Three parallel algorithms for classical molecular dynamics are presented. The first assigns each processor a fixed subset of atoms; the second assigns each a fixed subset of inter-atomic forces to compute; the third assigns each a fixed spatial region. The algorithms are suitable for molecular dynamics models which can be difficult to parallelize efficiently—those with short-range forces where the neighbors of each atom change rapidly. They can be implemented on any distributed-memory parallel machine which allows for message-passing of data between independently executing processors.

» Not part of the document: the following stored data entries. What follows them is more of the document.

PR #1730, opened 2026-06-07
fix: convert FTX-1 filter_width readback SH code → Hz via current mode (MOR-507)

morozsm:
## Summary
Fixes the FTX-1 v2 web filter-width slider snapping back to ~500 Hz after the operator drags it (the rig itself held the correct width).

### Root cause
`YaesuCatRadio.read_filter_width` resolved the mode-specific width table from the legacy `self._state` mirror — which the **observation adapter never updates**. During polling that mode was stale/default, so `_filter_width_table()` picked the wrong table (or `None`) and the method fell back to returning the **raw SH code** (e.g. `20`) as if it were Hz. `/api/v1/state main.filterWidth` then carried the raw code, and the frontend `hzToTableIndex()` mis-mapped it (~500) → the slider snapped back every poll. SET was already correct (mode-aware Hz→code).

### Fix (READ-only; SET and frontend untouched)
- `read_filter_width(receiver, mode=None)` resolves the table from the radio's **current** mode; `_filter_width_table` gained an optional `mode` param so SET and READ share one resolution path.
- `observations.py poll_medium` already reads `read_mode(0)` immediately before `read_filter_width` — it now threads that result as `read_filter_width(0, mode=main_mode)`, so **zero extra CAT round-trips on the hot poll path**.
- When `mode is None` (non-poll call sites, e.g. public `get_filter_width`), it reads the mode fresh via `read_mode(receiver)`. Degrades safely under `_safe_read` (skips the field rather than raising).
- `rule.fixed → defaults[0]` (AM/FM) and the raw-index compat fallback are preserved; SUB resolves its own fresh mode.

### Tests
New `test_read_filter_width_uses_current_mode_not_stale_state`: stale mirror `USB` (SH code 20 = 3200 Hz) while the rig's actual mode read via CAT is `CW` (code 20 = 4000 Hz) → asserts the readback returns 4000, not 3200 and not the raw code 20. Verified it **fails on `origin/main`** (behaviorally: old returns 3200) and passes here. The 3 pre-existing tests touched are mechanical updates for the now-explicit `read_mode` call / honest two-query (`MD0;`+`SH0;`) assertions — no assertion weakened (independently reviewed).

### Gate
- `pytest --ignore=tests/integration` → 7258 passed, 0 failures
- `mypy src/` → 20 baseline errors, 0 new

### Independent review
Implementer ≠ reviewer. Independent reviewer ran old-code falsification (new test fails on `origin/main`), verified each pre-existing test edit is legitimate (not coverage-weakening) with before/after quotes, confirmed no hot-path CAT traffic, safe `mode=None` fallback, correct per-mode table resolution, SUB handled → **Agent Review: PASS**.

### Deferred
Live FTX-1 re-validation (drag the web filter-width slider, confirm no snap-back, `/state main.filterWidth` in Hz) — radio is connected; orchestrator follow-up.

### DIFF
--- a/src/rigplane/backends/yaesu_cat/observations.py
+++ b/src/rigplane/backends/yaesu_cat/observations.py
@@ -192,7 +192,9 @@ class YaesuObservationRadio(Protocol):
 
     async def read_agc(self, receiver: int = 0) -> int: ...
 
-    async def read_filter_width(self, receiver: int = 0) -> int: ...
+    async def read_filter_width(
+        self, receiver: int = 0, mode: str | None = None
+    ) -> int: ...
 
     async def read_if_shift(self, receiver: int = 0) -> int: ...
 
@@ -286,9 +288,14 @@ class YaesuObservationAdapter:
                 observations.append(
                     adapter.observation(_MAIN_FREQ, value, native_id="read_freq")
                 )
+        # Capture the MAIN mode so filter_width (below) can resolve its
+        # mode-specific width table from the freshly-read mode rather than
+        # issuing a redundant CAT mode query on the hot poll path (MOR-507).
+        main_mode: str | None = None
         if self._can_poll(_MAIN_MODE):
             ok, result = await self._safe_read("main.mode", self.radio.read_mode(0))
             if ok and result is not None:
+                main_mode = result[0]
                 observations.append(
                     adapter.observation(_MAIN_MODE, result[0], native_id="read_mode")
                 )
@@ -318,7 +325,7 @@ class YaesuObservationAdapter:
             _MAIN_FILTER_WIDTH
         ):
             ok, value = await self._safe_read(
-                "main.filter_width", self.radio.read_filter_width(0)
+                "main.filter_width", self.radio.read_filter_width(0, mode=main_mode)
             )
             if ok:
                 observations.append(
--- a/src/rigplane/backends/yaesu_cat/radio.py
+++ b/src/rigplane/backends/yaesu_cat/radio.py
@@ -1257,38 +1257,56 @@ class YaesuCatRadio:
 
     # -- D4: Filters --------------------------------------------------------
 
-    def _filter_width_table(self, receiver: int = 0) -> tuple[int, ...] | None:
-        """Return the filter-width table for the current mode, or None."""
+    def _filter_width_table(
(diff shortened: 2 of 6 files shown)


morozsm:
**Agent Review: PASS**

**Old-code falsification:** reverted ONLY the two production files (`radio.py`, `observations.py`) to `origin/main`, ran `tests/test_yaesu_cat_observation_adapter.py` → **1 failed, 35 passed**. `test_read_filter_width_uses_current_mode_not_stale_state` failed on old code; behaviorally the no-kwarg path returns **3200** (stale USB/SSB table) where correct is **4000** (CW table, code 20) — genuine discrimination, verified against `rigs/ftx1.toml`. Restored after.

**Pre-existing test edits — all LEGITIMATE, none weakened (per-test before/after reviewed):**
- `test_ftx1_radio::test_get_filter_width` — `assert_called_once_with("SH0;")` → `assert_any_call("SH0;")`+`assert_any_call("MD0;")`; value assertion `==2100` unchanged. Honest update for the new two-query path.
- `test_dsp_filter_family` (2 tests) — only added `read_mode` stub; value assertions `==2400` untouched.
- `observation_adapter` renamed test — all 4 non-mutation assertions preserved + `read_mode` stub.
- poller/adapter stub classes — mandatory `mode: str|None=None` param additions; bodies/assertions unchanged.

**Other angles — all PASS:** zero extra CAT round-trips on the hot poll path (threads the already-read mode); `mode=None` fallback fires only off-poll and degrades safely under `_safe_read`; per-mode table resolution correct (USB/LSB→SSB, CW→CW, AM/FM `fixed`→defaults[0]); SET byte-for-byte unchanged; `read_mode` shape `tuple[str,int|None]` matches; SUB resolves its own fresh mode.

**Full gate (verbatim):**
- `pytest --ignore=tests/integration` → 7258 passed, 9 skipped, 11 xfailed, 1 xpassed, 0 failed
- target 4 test files → 372 passed
- `ruff check` → All checks passed! · `ruff format --check` → 545 files already formatted
- `mypy src/` → 20 errors (= origin/main baseline, 0 new)

Non-blocking: theoretical extra `read_mode` only if a future config polls filter_width but not mode (not the case for the current FTX-1 profile). Live FTX-1 re-validation pending (orchestrator).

The algorithms are tested on a standard Lennard-Jones benchmark problem for system sizes ranging from 500 to 100,000,000 atoms on several parallel supercomputers--the nCUBE 2, Intel iPSC/860 and Paragon, and Cray T3D. Comparing the results to the fastest reported vectorized Cray Y-MP and C90 algorithm shows that the current generation of parallel machines is competitive with conventional vector supercomputers even for small problems. For large problems, the spatial algorithm achieves parallel efficiencies of 90% and a 1840-node Intel Paragon performs up to 165 faster than a single Cray C9O processor. Trade-offs between the three algorithms and guidelines for adapting them to more complex molecular dynamics simulations are also discussed.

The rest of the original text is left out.